____ Task data

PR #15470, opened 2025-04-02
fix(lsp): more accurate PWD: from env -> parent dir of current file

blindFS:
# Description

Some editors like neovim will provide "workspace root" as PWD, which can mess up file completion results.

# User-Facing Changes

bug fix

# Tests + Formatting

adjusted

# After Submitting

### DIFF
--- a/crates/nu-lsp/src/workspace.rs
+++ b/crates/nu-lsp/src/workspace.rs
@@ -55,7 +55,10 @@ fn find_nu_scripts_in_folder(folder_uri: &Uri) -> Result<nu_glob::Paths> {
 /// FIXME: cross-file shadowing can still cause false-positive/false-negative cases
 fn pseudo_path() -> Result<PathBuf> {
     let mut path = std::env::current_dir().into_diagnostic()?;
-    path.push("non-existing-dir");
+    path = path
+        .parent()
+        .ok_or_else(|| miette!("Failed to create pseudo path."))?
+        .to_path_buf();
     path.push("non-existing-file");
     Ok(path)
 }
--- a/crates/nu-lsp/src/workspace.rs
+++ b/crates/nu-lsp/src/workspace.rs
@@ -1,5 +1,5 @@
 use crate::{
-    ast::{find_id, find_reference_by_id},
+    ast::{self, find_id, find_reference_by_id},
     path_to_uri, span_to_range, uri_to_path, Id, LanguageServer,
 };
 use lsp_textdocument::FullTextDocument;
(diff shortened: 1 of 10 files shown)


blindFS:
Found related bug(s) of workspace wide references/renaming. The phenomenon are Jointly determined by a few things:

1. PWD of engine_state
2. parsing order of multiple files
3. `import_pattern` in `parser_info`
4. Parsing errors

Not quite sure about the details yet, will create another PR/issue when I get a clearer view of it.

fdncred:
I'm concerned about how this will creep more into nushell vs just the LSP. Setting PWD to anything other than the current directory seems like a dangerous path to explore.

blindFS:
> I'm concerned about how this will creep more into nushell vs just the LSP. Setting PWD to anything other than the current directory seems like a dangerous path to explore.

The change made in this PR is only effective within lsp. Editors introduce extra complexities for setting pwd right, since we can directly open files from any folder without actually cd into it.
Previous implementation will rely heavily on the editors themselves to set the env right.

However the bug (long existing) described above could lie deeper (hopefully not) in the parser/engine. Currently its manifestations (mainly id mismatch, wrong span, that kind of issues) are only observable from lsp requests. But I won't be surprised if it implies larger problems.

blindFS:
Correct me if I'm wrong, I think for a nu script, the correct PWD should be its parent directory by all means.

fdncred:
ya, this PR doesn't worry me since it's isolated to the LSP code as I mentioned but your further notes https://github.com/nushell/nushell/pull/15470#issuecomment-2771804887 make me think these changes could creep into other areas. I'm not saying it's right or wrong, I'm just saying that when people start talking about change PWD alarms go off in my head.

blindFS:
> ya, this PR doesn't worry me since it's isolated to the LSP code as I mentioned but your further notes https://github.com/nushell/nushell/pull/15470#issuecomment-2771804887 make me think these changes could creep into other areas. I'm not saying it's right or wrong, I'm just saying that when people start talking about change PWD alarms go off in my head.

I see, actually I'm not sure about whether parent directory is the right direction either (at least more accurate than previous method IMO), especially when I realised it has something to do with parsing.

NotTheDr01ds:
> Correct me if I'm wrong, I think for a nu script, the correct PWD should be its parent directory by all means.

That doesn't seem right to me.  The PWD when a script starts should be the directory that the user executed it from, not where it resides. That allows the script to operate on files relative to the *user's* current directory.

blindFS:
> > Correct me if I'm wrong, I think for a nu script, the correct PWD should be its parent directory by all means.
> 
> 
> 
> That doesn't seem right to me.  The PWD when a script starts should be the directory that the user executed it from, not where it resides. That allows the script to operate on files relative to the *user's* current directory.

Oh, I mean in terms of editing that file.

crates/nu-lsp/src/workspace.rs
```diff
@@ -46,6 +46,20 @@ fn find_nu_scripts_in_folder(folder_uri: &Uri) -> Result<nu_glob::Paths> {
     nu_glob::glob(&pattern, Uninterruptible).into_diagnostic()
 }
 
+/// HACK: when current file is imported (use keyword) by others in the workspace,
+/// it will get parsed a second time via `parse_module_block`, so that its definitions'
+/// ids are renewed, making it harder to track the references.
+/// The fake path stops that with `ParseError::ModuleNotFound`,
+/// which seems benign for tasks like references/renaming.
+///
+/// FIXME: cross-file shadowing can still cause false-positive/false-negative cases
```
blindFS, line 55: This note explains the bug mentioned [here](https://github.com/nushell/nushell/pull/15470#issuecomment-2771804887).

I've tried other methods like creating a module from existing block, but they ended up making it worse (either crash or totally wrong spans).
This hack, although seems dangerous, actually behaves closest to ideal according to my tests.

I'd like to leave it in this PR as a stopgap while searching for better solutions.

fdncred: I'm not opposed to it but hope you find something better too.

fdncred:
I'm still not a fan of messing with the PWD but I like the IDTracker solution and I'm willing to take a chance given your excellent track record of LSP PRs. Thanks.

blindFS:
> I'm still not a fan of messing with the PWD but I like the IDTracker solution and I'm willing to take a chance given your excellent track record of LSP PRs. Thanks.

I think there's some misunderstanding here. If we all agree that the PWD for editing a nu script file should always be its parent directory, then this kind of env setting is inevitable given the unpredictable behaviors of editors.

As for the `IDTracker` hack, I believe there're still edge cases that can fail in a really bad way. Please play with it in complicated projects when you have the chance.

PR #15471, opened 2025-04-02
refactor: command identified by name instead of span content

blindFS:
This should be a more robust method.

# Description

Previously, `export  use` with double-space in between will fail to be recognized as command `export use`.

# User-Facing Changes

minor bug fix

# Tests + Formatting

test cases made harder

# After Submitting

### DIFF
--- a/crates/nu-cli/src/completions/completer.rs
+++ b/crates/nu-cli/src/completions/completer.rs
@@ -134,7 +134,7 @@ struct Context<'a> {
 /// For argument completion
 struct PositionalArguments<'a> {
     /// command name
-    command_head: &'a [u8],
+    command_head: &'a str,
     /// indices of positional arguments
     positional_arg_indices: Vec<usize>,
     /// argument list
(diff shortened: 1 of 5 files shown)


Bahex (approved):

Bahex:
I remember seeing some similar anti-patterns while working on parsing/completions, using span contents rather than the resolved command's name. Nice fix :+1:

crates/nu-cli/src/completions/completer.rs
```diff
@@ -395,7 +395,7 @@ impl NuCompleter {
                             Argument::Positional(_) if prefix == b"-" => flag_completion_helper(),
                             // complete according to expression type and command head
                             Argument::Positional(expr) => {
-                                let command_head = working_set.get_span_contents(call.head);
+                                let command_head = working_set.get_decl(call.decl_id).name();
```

________

Go through the data and show each line that holds "cause".

 /// FIXME: cross-file shadowing can still cause false-positive/false-negative cases
+/// FIXME: cross-file shadowing can still cause false-positive/false-negative cases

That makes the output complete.